Überdurchschnittlich viel Arbeit kommt aus Österreich auf Eurojust zu: Bei den heuer bis September eingetroffenen Ersuchen führte das 15.-größte EU-Land die Statistik sogar an. Das mag zum Teil darauf zurückzuführen sein, dass Österreichs Vertreterin bei Eurojust, Ingrid Maschl-Clausen, von den Staatsanwälten daheim als die Person erlebt wird, die knifflige Probleme mit dem Ausland löst. Auch die geografische Lage Österreichs nahe dem Balkan dürfte zum Spitzenrang beitragen.

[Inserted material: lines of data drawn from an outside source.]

PR #1919, opened 2021-07-24
Organize paramtypes

ntjess:
To prevent the extraordinary merge hassle of last parameter type PR, this organization:
* Makes a new file for each parameter type
* Allows parameter items to be registered without belonging to a parameter
* Splits `WidgetParameterItem` implementations into actually separate items like `BoolParameterItem`, `ColorParameterItem`, etc.
* A script to auto-generate parameter types documentation

For reviewers: The content of each Parameter/Item is unchanged -- the only modifications are to the imports

PR #1939, opened 2021-07-31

So hat die Staatsanwaltschaft Wien 2010 einen großen Drogenfall nach Den Haag gebracht: Hochprozentiges Heroin war aus Mazedonien nach Österreich gekommen, wo Dealer mit Dumpingpreisen in kürzester Zeit den Markt eroberten. Das Gleiche spielte sich in Frankfurt ab. Weil jeder verhaftete Händler in im Nu durch einen anderen ersetzt wurde, wollte die Staatsanwaltschaft unbedingt an die Köpfe der Bande in Mazedonien herankommen; als Nicht-EU-Bürger waren diese aber unerreichbar. Die dortigen Behörden aber waren nicht geneigt, ein Verfahren einzuleiten. Erst bei einem Koordinierungstreffen, zu dem Eurojust nach Den Haag einlud, konnten Österreicher und Deutsche – auch mithilfe von Simultandolmetschern – die Mazedonier für den Fall interessieren. Prompt folgten Festnahmen und Verurteilungen in Mazedonien. Als dann, nach einem Dreivierteljahr Unterbrechung des Drogennachschubs, das Spiel von vorn anfing, musste wieder ein Koordinierungstreffen her: Diesmal konnte ein Weg gefunden werden, Telefonüberwachungen auf kurzem Weg so zu organisieren, dass die Dealer nicht mehr mit dem Austausch der SIM-Karten schneller waren.

Drogenbunker geknackt

Bei einem dritten Treffen in Den Haag ging es schließlich darum, Drogenbunker der Bande in Rotterdam zu knacken. In den Niederlanden gilt bei Drogendelikten das Opportunitätsprinzip, das die Staatsanwaltschaft nicht zum Handeln zwingt. Beim Plaudern in einer Pause wurde dann die Idee geboren, eine gemeinsame Ermittlungsgruppe zu bilden (Joint Investigation Team – Jit), die dem Fall auch für die Niederländer die nötige Priorität verlieh.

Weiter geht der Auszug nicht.